-- Task directions --
Exactly reproduce the lines from the top of the entries below through the line containing "andyfengHKU, line 24: Remove", with both ends included.

[Saved data entries]

|---|

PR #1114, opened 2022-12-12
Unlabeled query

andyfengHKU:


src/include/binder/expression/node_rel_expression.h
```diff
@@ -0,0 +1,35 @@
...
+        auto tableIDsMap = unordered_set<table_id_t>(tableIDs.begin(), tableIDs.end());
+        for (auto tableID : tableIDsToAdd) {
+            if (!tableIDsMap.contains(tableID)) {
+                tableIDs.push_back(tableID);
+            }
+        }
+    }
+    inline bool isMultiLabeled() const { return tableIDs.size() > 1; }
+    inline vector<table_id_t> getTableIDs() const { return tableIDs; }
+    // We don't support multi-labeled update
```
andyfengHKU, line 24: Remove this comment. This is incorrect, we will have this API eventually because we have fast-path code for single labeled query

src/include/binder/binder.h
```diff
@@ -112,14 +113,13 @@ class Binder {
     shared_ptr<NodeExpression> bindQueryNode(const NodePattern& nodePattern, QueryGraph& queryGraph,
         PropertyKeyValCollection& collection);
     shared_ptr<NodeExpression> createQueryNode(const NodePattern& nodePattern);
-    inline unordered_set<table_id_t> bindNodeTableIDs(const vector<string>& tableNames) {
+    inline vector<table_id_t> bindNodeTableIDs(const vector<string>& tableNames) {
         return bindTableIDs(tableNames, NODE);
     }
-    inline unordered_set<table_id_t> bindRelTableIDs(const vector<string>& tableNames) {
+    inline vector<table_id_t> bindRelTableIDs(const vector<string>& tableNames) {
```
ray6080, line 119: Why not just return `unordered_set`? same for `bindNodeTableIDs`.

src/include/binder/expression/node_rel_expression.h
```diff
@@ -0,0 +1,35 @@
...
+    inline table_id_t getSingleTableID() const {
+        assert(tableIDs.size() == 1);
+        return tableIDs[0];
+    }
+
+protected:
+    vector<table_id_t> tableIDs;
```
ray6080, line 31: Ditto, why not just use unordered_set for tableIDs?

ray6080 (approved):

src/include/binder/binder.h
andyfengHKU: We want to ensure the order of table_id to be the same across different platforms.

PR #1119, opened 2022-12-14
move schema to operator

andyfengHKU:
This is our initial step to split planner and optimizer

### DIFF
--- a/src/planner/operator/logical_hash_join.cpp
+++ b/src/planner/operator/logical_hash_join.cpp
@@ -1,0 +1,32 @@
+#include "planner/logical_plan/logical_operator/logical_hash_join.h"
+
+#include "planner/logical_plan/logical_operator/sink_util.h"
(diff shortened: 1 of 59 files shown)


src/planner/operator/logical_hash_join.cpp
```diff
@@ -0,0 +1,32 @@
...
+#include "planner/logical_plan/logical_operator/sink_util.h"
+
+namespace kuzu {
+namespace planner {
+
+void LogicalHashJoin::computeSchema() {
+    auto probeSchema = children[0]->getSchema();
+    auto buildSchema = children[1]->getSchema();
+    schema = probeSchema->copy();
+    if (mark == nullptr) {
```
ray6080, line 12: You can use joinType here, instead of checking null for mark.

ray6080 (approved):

|---|

-- Your solution --
PR #1114, opened 2022-12-12
Unlabeled query

andyfengHKU:


src/include/binder/expression/node_rel_expression.h
```diff
@@ -0,0 +1,35 @@
...
+        auto tableIDsMap = unordered_set<table_id_t>(tableIDs.begin(), tableIDs.end());
+        for (auto tableID : tableIDsToAdd) {
+            if (!tableIDsMap.contains(tableID)) {
+                tableIDs.push_back(tableID);
+            }
+        }
+    }
+    inline bool isMultiLabeled() const { return tableIDs.size() > 1; }
+    inline vector<table_id_t> getTableIDs() const { return tableIDs; }
+    // We don't support multi-labeled update
```
andyfengHKU, line 24: Remove this comment. This is incorrect, we will have this API eventually because we have fast-path code for single labeled query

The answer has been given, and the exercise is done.